### Source records
►
PR #548, opened 2025-01-16
chore: rename quickLinks to navigationPills

dariakoko:

This PR resolves [CO-]

### Description

As Recommended [here](https://github.com/artsy/metaphysics/pull/6354#pullrequestreview-2555968879) rename quckLinks to navigationPills

### DIFF
--- a/src/Schema/Values/ContextModule.ts
+++ b/src/Schema/Values/ContextModule.ts
@@ -145,6 +145,7 @@ export enum ContextModule {
   myCollectionMarketSignals = "myCollectionMarketSignals",
   myCollectionOnboarding = "myCollectionOnboarding",
   navBar = "navBar",
+  navigationPills = "navigationPills",
   newWorksByArtistsYouFollowRail = "newWorksByArtistsYouFollowRail",
   newWorksByGalleriesYouFollowRail = "newWorksByGalleriesYouFollowRail",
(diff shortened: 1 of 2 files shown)


MounirDhahri (changes requested):
I believe we can keep on calling this quick pills but only have the section type to be different.

dariakoko:
I think it's best to be consistent with naming. Is there a reason you want to call it different names?

dblandin:
> I think it's best to be consistent with naming. Is there a reason you want to call it different names?

@dariakoko In this case the difference in naming is intentional. The schema design allows for a _section type_ to be reused by multiple _section instances_. For example, we have the following relationships already

- Artworks > NewWorksForYou, RecommendedArtworks, SimilarToRecentlyViewedArtworks, AuctionLotsForYou, ActiveBids
- Artists > RecommendedArtists, TrendingArtists
- MarketingCollections > CuratorsPicksEmerging
- HomeViewSectionCards > ExploreByCategory, DiscoverSomethingNew

So keeping the names difference would introduce a similar relationship:

- NavigationPills > QuickLinks, [...FutureSection...]

dblandin:
Regarding analytics, we should refer to the section instance's name – not the section types so that we're specific with that we're referring to.

PR #553, opened 2025-02-03
chore: Add click event for saving an artwork in CMS edit form AMBER-1268

jonallured:
There are two buttons in CMS for the Artwork Form:

sabretooth-000052@2x

Neither of these buttons are currently being tracked but I'm working on fixing this! When I came to Cohesion to find a suitable event I found `ClickedPublish`:

```ts
/**
 * A partner clicks the publish button on the artwork form page in CMS.
 *
 * This schema describes events sent to Segment from [[ClickedPublish]]
 *
 * @example
 * ```
 * {
 *    action: "clickedPublish",
 *    context_module: "artworkDetails" ,
 *    artwork_id: "60de173a47476c000fd5c4cc"
 *    label: "Publish"
 * }
 * ```
 */

export interface ClickedPublish {
  action: ActionType.clickedPublish
  context_module: ContextModule
  artwork_id: string
  label: string
}
```

So then I thought I'd add the Save version and that's what's in this PR. This may be good enough but wait a minute - if the publish button in the artwork form is not currently being tracked then how are we even using `ClickedPublish`?

Turns out we use this event on the Artwork show page! Here:

sabretooth-000053@2x

Which.....is not what the description of the event says - that note says that this is used on the artwork form. Is this a problem? I guess we could use the `context_module` to disambiguate. So that's what I did with the second commit - added the `ContextModule.artworkForm` option. Am I missing something or is this cool?

https://artsyproduct.atlassian.net/browse/AMBER-1268

/cc @artsy/amber-devs

### DIFF
--- a/src/Schema/Events/Click.ts
+++ b/src/Schema/Events/Click.ts
@@ -1555,6 +1555,29 @@ export interface ClickedPublish {
 }
 
 /**
+ * A partner clicks the save button on the artwork form page in CMS.
+ *
+ * This schema describes events sent to Segment from [[ClickedSave]]
+ *
+ * @example
+ * ```
+ * {
+ *    action: "clickedSave",
+ *    context_module: "artworkDetails" ,
+ *    artwork_id: "60de173a47476c000fd5c4cc"
+ *    label: "Save"
+ * }
+ * ```
+ */
+
+export interface ClickedSave {
+  action: ActionType.clickedSave
+  context_module: ContextModule
+  artwork_id: string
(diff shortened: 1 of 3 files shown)


damassi (approved):

damassi:
All makes sense 👍

artsyit:
:rocket: PR was released in [`v4.229.0`](https://github.com/artsy/cohesion/releases/tag/v4.229.0) :rocket:

PR #557, opened 2025-02-11
feat(EMI-2276): adding estimate_available for when widget fails

xander-pero:

This PR resolves [EMI-2276]

### Description

We've implemented some safeguards for artworks that are marked as being able to have an estimate generated, but actually cannot due to their size/weight/price origin country, disqualifying them from receiving an arta shipping price. This commit adds a field to identify when this occurs so that we can identify when this occurs.

[EMI-2276]: https://artsyproduct.atlassian.net/browse/EMI-2276?atlOrigin=eyJpIjoiNWRkNTljNzYxNjVmNDY3MDlhMDU5Y2ZhYzA5YTRkZjUiLCJwIjoiZ2l0aHViLWNvbS1KU1cifQ

### DIFF
--- a/src/Schema/Events/ImpressionTracking.ts
+++ b/src/Schema/Events/ImpressionTracking.ts
@@ -307,23 +307,24 @@ export interface CreateAlertReminderMessageViewed {
 }
 
 /**
- * User sees a shipping estimate
+ * User sees a shipping estimate. estimate_available = false when artwork is disqualified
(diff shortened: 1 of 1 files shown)


erikdstock (approved):

artsyit:
:rocket: PR was released in [`v4.232.0`](https://github.com/artsy/cohesion/releases/tag/v4.232.0) :rocket:

PR #499, opened 2024-05-07
feat: add ClickedBuyNow in events schema

MrSltun:
The type of this PR is: **Enhancement**

This PR involves [EMI-1783]

### Description
This PR adds `ClickedBuyNow` event into the Events schema for Force to match the events we have in Eigen
This is a prerequisite to the work for tracking Parter Offer tracking in Force ([ticket details](https://artsyproduct.atlassian.net/browse/EMI-1783) 🔒)

### PR Checklist (tick all before merging)

- [x] If I've added a new file to the tree I've exported it from the common [`index.ts`](https://github.com/artsy/cohesion/blob/main/src/Schema/Events/index.ts)
- [x] I've added comments with examples for any new interfaces and ensured that they're in the docs
- [x] No platform-specific terminology has been used outside of `click` and `tap` (platform is inferred by the DB storing events)

[EMI-1783]: https://artsyproduct.atlassian.net/browse/EMI-1783?atlOrigin=eyJpIjoiNWRkNTljNzYxNjVmNDY3MDlhMDU5Y2ZhYzA5YTRkZjUiLCJwIjoiZ2l0aHViLWNvbS1KU1cifQ

PR #558, opened 2025-02-11
feat(EMI-2258): add ClickedMakeOffer to events schema for signal tracking

xander-pero:
The type of this PR is: **feature**

This PR resolves [EMI-2258]

### Description

I copied changes from this [PR](https://github.com/artsy/cohesion/pull/499/files) and the current `clickedBuyNow` schema; not sure if we should remove `flow` `signal_lot_watcher_count` and `signal_bid_count`, for future reasons like making offers on a partner offer, and since the latter two still existed on `clickedBuyNow`. 

Also, do these events not need to be declared in the `export type Event = ` beginning on line 263 in [index.ts](https://github.com/artsy/cohesion/blob/bd9c398c83377b74418a7a2b45b94c0448d52458/src/Schema/Events/index.ts#L263) because they exist in DeprecatedSchema?

[EMI-2258]: https://artsyproduct.atlassian.net/browse/EMI-2258?atlOrigin=eyJpIjoiNWRkNTljNzYxNjVmNDY3MDlhMDU5Y2ZhYzA5YTRkZjUiLCJwIjoiZ2l0aHViLWNvbS1KU1cifQ

### DIFF
--- a/src/DeprecatedSchema/DeprecatedValues.ts
+++ b/src/DeprecatedSchema/DeprecatedValues.ts
@@ -49,14 +49,7 @@ export enum ActionType {
    * TODO: Check if ‘Tap’ and this can be combined.
    */
   Click = "Click",
-  ClickedBid = 'Clicked "Bid"',
-  /**
-   * A click on 'Buy Now' or 'Make offer' buttons.
-   */
-  ClickedBuyNow = "Clicked buy now",
   ClickedConsign = "Clicked consign",
-  ClickedContactGallery = 'Clicked "Contact Gallery"',
-  ClickedMakeOffer = "Clicked make offer",
 
   /**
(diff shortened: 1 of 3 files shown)


xander-pero:
Added `ClickedBuyNow`, `ClickedBid`, `ClickedContactGallery` and `ClickedMakeOffer` in the exports in `index.ts` and removed those from `DeprecatedValues.ts`

Is there follow-up required in force for `ClickedBuyNow`, `ClickedBid`, and `ClickedMakeOffer` as well, considering that it seems now exists from a different file?

artsyit:
:rocket: PR was released in [`v4.234.0`](https://github.com/artsy/cohesion/releases/tag/v4.234.0) :rocket:

PR #560, opened 2025-02-18
fix: add YourMaxBid owner type

MrSltun:

This PR resolves []

### Description
This PR is a prerequisite to artsy/eigen#11566
This PR adds `yourMaxBid` to cohesion as an owner type, to keep the tracking after the refactoring of the bid flow in artsy/eigen#11522


artsyit:
:rocket: PR was released in [`v4.236.0`](https://github.com/artsy/cohesion/releases/tag/v4.236.0) :rocket:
◄
### Directions
Select and copy every line of the material that holds the string "approved".

### Reply to the task
damassi (approved):
erikdstock (approved):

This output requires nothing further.